I would recommend tracking this data over time. I work on Cloudflare's KV cache for Kimi K2.6, and while there are periods where our cache rate is low, we are frequently in the 80-90% range. OpenRouter shows us at 87.3% at the time of this post. We observe cache rates change quite a bit from hour to hour.
True for Kimi, but the results I published are average across the models (CF has over 10 models on openrouter). Your current Kimi K2.6 is over 80% but Gemma 4 26B A4B is 0%. https://openrouter.ai/google/gemma-4-26b-a4b-it

This is also the reason providers like Anthropic scored lower because while Opus 4.7 is close to 90%, Opus 4.5 is 45%

My point was not about our ranking specifically, but the methodology of taking a point-in-time sample.
Thank you so much for this! I've been working on exactly this problem this week (which OpenRouter providers have the highest cache rate on average) because cache cost is sometimes half your cost: I'd much rather use a provider with more input caching with a more expensive/better LLM. Your results and lists seem more comprehensive than what I've done so far. Very helpful!
Agents push the full conversation history into context every turn

Why?

Maybe this is a dumb question, but why wouldn't an agent "keep the conversation going", like I do when interacting with an LLM through a web page? (I understand how it's impractical for long-running tasks where the agent has to wait days for the next input, but assume that's not the majority of use cases)
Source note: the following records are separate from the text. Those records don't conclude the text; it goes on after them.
PR #3328, opened 2023-01-10
FEATURE: Apply link input value immediately after search term was cleared

### LINKED ISSUE #3311: UX: Once a link is set via the `LinkEditor`, it's confusing how to delete it
### Description

https://user-images.githubusercontent.com/2522299/209475564-2cb43f20-e4f3-4bc1-9f26-12877005619e.mp4

To delete a link in the `LinkEditor`, you have to first click on "delete" and then click on "apply". This is confusing, because the second action is non-obvious and also makes little sense, because there's no alternative to it.

I'd like to suggest to get rid of the second action and apply the deletion after the first click.

(An alternative would be of course to add another action, so the deletion can be reverted)

### Steps to Reproduce

1. Find yourself a LinkEditor and set a link
2. Apply the change
3. Reload
4. Try to delete the link

#### Expected behavior

A click on "delete" suffices to delete the link.

### Affected Versions

Neos: 8.2

UI: 8.2

grebaldi:
solves: #3311

When the search term gets cleared, the change is registered immediately:

[Peek 2023-01-10 16-45 - Link Editor after.webm](https://user-images.githubusercontent.com/2522299/211600025-44ea4d19-680f-485f-af17-da4319f0c7a8.webm)

### DIFF
--- a/packages/neos-ui-editors/src/Library/LinkInput.js
+++ b/packages/neos-ui-editors/src/Library/LinkInput.js
@@ -190,6 +190,12 @@ export default class LinkInput extends PureComponent {
                     }
                 });
         } else {
+            if (this.state.searchTerm) {
+                // The search term has been emptied. To avoid confusion, the emptied
+                // search term gets immediately applied.
+                this.props.onLinkChange(searchTerm);
+            }
+
             this.setState({
                 isLoading: false
             });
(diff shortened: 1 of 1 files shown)


Sebobo (approved):

Sebobo:
Thx, hated the old behaviour 😉

jonnitto (approved):

crydotsnake (approved):
Tested it and works as expected! Thanks for this improvement

PR #3334, opened 2023-01-16
BUGFIX: Hide inline toolbar if current editPreviewMode is not an edit mode

### LINKED ISSUE #3144: Floating inline toolbar in preview mode (desktop/tablet ...)
### Steps to Reproduce

1. Select a content element node (in edit mode) 
2. Click on the desktop-preview

#### Expected behavior

View the page in desktop-mode without Ui overlays

#### Actual behavior

image

The inline toolbar is still visible - and even functional (allows to create a new node, and one can even edit this node ^^)

### Affected Versions

UI version: v7.0.3

grebaldi:
fixes: #3144 

**The Problem**

The `<ContentCanvas/>` did not distinguish between edit- and preview-modes when rendering the `<InlineUI/>` component.

This lead to the `<InlineUI/>`  still being present, even though a preview-mode (like "desktop") had been selected.

**The Solution**

I added a condition to the `render` method of the `<ContentCanvas/>` component. If the currently selected `editPreviewMode` is not an edit-mode, the `<InlineUI/>` component will not be rendered any longer.

### DIFF
--- a/packages/neos-ui/src/Containers/ContentCanvas/index.js
+++ b/packages/neos-ui/src/Containers/ContentCanvas/index.js
@@ -87,6 +87,10 @@ export default class ContentCanvas extends PureComponent {
         });
         const InlineUI = guestFrameRegistry.get('InlineUIComponent');
         const currentEditPreviewModeConfiguration = editPreviewModes[currentEditPreviewMode] || editPreviewModes[Object.keys(editPreviewModes)[0]];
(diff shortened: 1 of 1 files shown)


crydotsnake (approved):
Thanks!
Works as expected

markusguenther (approved):
Thanks for all the fixes @grebaldi 💙

PR #3336, opened 2023-01-16
BUGFIX: Colocate react-ui-components esm-build declarations and sources

### LINKED ISSUE #3329: ESM build of react-ui-components source files in wrong place
### Description

Since Neos.UI 7.3.6 or even earlier the source are in a different folder than their declaration files from the react-ui-components ESM build, making it hard to use.
Only the d.ts files are contained are in the correct place.

#### Expected behavior

Source files are present and can be imported

#### Actual behavior

Source files are missing and import is not possible

### Affected Versions

Neos: 7+

UI: 7.3.6 or earlier. 5.3.13 is still working

Sebobo:
The relative import in the selectbox component forced typescript to create a different file structure for the source files than for the declaration files causing issues with importing the esm build.

By using the package style import the folder structure is correct again and by defining the rootDir in the tsconfig file an error will be thrown if a relative include outside of the components package is used.

Resolves: #3329

### DIFF
--- a/packages/react-ui-components/src/SelectBox/selectBox.js
+++ b/packages/react-ui-components/src/SelectBox/selectBox.js
@@ -5,7 +5,7 @@ import {$get} from 'plow-js';
 import SelectBox_Option_SingleLine from '../SelectBox_Option_SingleLine';
 import mergeClassNames from 'classnames';
 import isEqual from 'lodash.isequal';
-import isNil from '../../../utils-helpers/src/isNil';
+import {isNil} from '@neos-project/utils-helpers';
 
 // TODO: document component usage && check code in detail
 export default class SelectBox extends PureComponent {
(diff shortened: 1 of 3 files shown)


mhsdesign:
Fine by reading ;)

mhsdesign (approved):

packages/react-ui-components/src/SelectBox/selectBox.js
```diff
@@ -5,7 +5,7 @@ import {$get} from 'plow-js';
 import SelectBox_Option_SingleLine from '../SelectBox_Option_SingleLine';
 import mergeClassNames from 'classnames';
 import isEqual from 'lodash.isequal';
-import isNil from '../../../utils-helpers/src/isNil';
+import {isNil} from '@neos-project/utils-helpers';
```
grebaldi, line 8: The package manifest of `@neos-project/react-ui-components` is missing this dependency.

grebaldi (changes requested):
Hi @Sebobo,

I was able to reproduce the issue and can confirm that your change fixes it. There's a small remaining issue though (see code comment).

packages/react-ui-components/src/SelectBox/selectBox.js
Sebobo: Thx!

grebaldi (approved):

PR #3337, opened 2023-01-18
BUGFIX: Reset focused fusion path to `null` whenever the edit-/preview-mode changes

### LINKED ISSUE #3335: BUG: Inline Toolbar disappears when switching between edit-modes
### Description

When switching between edit-modes after focusing a content element in the guest frame, the Inline Toolbar disappears.

*Interestingly though, the Inline Toolbar re-appears when switching back to the original edit-mode.*

### Steps to Reproduce

1. Select a content element in the guest frame while in "In-Place" edit mode
2. Switch to "Raw Content" edit-mode
3. See the Inline Toolbar disappear

#### Expected behavior

The Inline Toolbar should attach itself to the focused content element when switching between edit modes.

#### Actual behavior

[Peek 2023-01-16 17-04 - Inline Toolbar vanishes.webm](https://user-images.githubusercontent.com/2522299/212725187-0ee407aa-7050-44a0-bc62-0f9668704e91.webm)

### Affected Versions

Neos: 7.3

UI: 7.3

grebaldi:
fixes: #3335 

**The Problem**

When focusing a node inside the `<ContentCanvas/>`, the associated `fusionPath` of that content element will be saved to the redux store. When the current edit-/preview-mode is then changed, said `fusionPath` is no longer valid (because the content element will be rendered through an entirely different path).

This confuses the `<InlineUI/>` component. It uses the stored `fusionPath` to locate the DOM node inside the `<ContentCanvas/>` that it attaches itself to. Since the `fusionPath` is invalid after the switch, the DOM node can longer be found and the `<InlineUI/>` becomes invisible.

**The solution**

The code responsible for locating nodes inside the `<ContentCanvas/>` can be found here:
https://github.com/neos/neos-ui/blob/b424a7adb4bb1844063c632b7c1d7e29a37c8bd3/packages/neos-ui-guest-frame/src/dom.js#L73-L77

It anticipates situations in which no `fusionPath` is set (which is the case when selecting a node in the `<ContentTree/>` component for example). Basically, if there's no `fusionPath` it selects the first node that matches the focused `contextPath`, which I found quite acceptable for switching between edit-/preview-modes.

Therefore, I altered the `CR.Nodes` reducer to set the focused `fusionPath` to `null` whenever the `UI.EditPreviewMode.SET` action occurs. With this, the  `<InlineUI/>` component no longer disappears when the edit-/preview-mode is switched.

### DIFF
--- a/packages/neos-ui-redux-store/src/CR/Nodes/index.ts
+++ b/packages/neos-ui-redux-store/src/CR/Nodes/index.ts
@@ -2,6 +2,7 @@ import produce from 'immer';
 import {defaultsDeep} from 'lodash';
 import {action as createAction, ActionType} from 'typesafe-actions';
 import {actionTypes as system, InitAction} from '@neos-project/neos-ui-redux-store/src/System';
+import {actionTypes as editPreviewMode, Action as EditPreviewModeAction} from '@neos-project/neos-ui-redux-store/src/UI/EditPreviewMode';
 
 import * as selectors from './selectors';
 import {calculateNewFocusedNodes, getNodeOrThrow} from './helpers';
@@ -391,7 +392,7 @@ const moveNodeInState = (
 //
 // Export the reducer
 //
-export const reducer = (state: State = defaultState, action: InitAction | Action) => produce(state, draft => {
+export const reducer = (state: State = defaultState, action: InitAction | EditPreviewModeAction | Action) => produce(state, draft => {
     switch (action.type) {
         case system.INIT: {
             draft.byContextPath = action.payload.cr.nodes.byContextPath;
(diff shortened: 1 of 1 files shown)


grebaldi:
Hmm... I do not understand why the E2E tests fail (but they do so consistently). From the log I take that moving multiple nodes in the Document Tree via Drag and Drop leads to an unexpected state, but I cannot reproduce the issue.

grebaldi:
Well... The nth run did pass :sweat_smile:

crydotsnake (approved):
Thx! Works as expected 🙂

markusguenther (approved):
Thanks @grebaldi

I’m not sure I understand your question. Every interaction you have with a model in a web page does the same thing in the backend. It feeds the whole conversation history, perhaps with a bit of processing, into the model so it can process the next generation. Filling the context window is how these models retain coherence.
LLMs are stateless, to predict next tokens they need the history. When you write your own agents you will be very selective and might trim context and heavily segment different tasks, but generic ones don't do that (at best they spawn subjects to handle smaller tasks)
That said, the KV cache is very much not stateless, so internally inference APIs will be highly incentivized to route requests to instances with as much a shared prefix cached as possible.
Thanks. If I ran it local, presumably I could keep the state cached forever. Can you "reserve" resources from a frontier provider to guarantee your state stays "hot"? (Analogous to reserving a whole VM instead of a slice)
For Anthropic, 5 minute caching costs 1.25x base input price and 1 hour costs 2x base input price. https://platform.claude.com/docs/en/about-claude/pricing#pro...

For OpenAI, it seems like you can't prolong the caching duration for money. Duration is longer during off-peak hours for in-memory caching and up to 24 hours for extended prompt caching. https://developers.openai.com/api/docs/guides/prompt-caching

For DeepSeek, caching duration of at least 12 hours (and likely longer) have been observed. Cache writes are free. https://zhuanlan.zhihu.com/p/2035737726952194774

BTW, the openai responses api has a store parameter and a thread id input. Makes it possible to send a thread id and append a new message, ask for completion. So it feels like keeping the conversation going.

Technically it does retrieve the entire history and reevaulate it since the LLM is stateless. Just more ergonomic for the developer.

And prompt caching helps cut the costs down when a conversation drags on.

Wow, this is refreshing DX compared to iterating all messages like we did back in '24.
I would disagree. Having all the messages locally and sending them with the request means you can switch inference providers or even models mid-conversation. It also means that the provider doesn't store the entire context, which often contains massive parts of proprietary codebases, secrets and PII and instead the agent harness manages all that. While a simple `continue thread` API field might seem more convenient, the cost is still determined by the input token count and cache rate, so it just abstracts this crucial implementation detail away.
The "web page" does the same you just don't see it.